- Your task -
Show each line from the records below in which the word "mixins" occurs.

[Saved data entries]
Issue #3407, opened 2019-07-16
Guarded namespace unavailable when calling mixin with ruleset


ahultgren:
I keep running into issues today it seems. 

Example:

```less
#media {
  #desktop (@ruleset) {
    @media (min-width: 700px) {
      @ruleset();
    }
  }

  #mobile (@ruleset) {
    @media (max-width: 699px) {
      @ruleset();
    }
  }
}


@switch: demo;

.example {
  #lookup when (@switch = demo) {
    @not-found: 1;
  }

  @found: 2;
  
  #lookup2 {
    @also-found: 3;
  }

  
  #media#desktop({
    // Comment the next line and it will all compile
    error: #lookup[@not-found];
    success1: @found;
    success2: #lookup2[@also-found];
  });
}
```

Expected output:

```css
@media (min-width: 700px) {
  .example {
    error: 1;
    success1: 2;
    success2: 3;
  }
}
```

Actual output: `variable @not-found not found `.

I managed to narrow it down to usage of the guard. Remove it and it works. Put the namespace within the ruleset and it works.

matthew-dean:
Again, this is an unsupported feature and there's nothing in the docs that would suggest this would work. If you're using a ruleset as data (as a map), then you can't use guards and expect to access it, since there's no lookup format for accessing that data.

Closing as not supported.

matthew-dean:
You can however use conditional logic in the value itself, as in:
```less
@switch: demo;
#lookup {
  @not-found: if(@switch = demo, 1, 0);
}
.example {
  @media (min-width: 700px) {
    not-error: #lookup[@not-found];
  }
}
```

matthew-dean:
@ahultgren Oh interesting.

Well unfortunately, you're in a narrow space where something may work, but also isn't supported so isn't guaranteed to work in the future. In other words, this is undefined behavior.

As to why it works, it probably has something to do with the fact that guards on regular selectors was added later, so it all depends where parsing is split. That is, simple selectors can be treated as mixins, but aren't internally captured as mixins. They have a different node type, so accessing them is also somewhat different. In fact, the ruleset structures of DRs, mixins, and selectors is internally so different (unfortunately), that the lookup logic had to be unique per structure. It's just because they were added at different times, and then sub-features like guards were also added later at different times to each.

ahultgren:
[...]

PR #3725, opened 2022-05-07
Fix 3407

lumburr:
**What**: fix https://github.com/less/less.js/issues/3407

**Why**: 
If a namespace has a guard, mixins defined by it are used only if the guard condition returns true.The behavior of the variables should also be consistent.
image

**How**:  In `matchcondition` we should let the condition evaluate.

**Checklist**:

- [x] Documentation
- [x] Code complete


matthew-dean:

- Answer box -
As to why it works, it probably has something to do with the fact that guards on regular selectors was added later, so it all depends where parsing is split. That is, simple selectors can be treated as mixins, but aren't internally captured as mixins. They have a different node type, so accessing them is also somewhat different. In fact, the ruleset structures of DRs, mixins, and selectors is internally so different (unfortunately), that the lookup logic had to be unique per structure. It's just because they were added at different times, and then sub-features like guards were also added later at different times to each.
If a namespace has a guard, mixins defined by it are used only if the guard condition returns true.The behavior of the variables should also be consistent.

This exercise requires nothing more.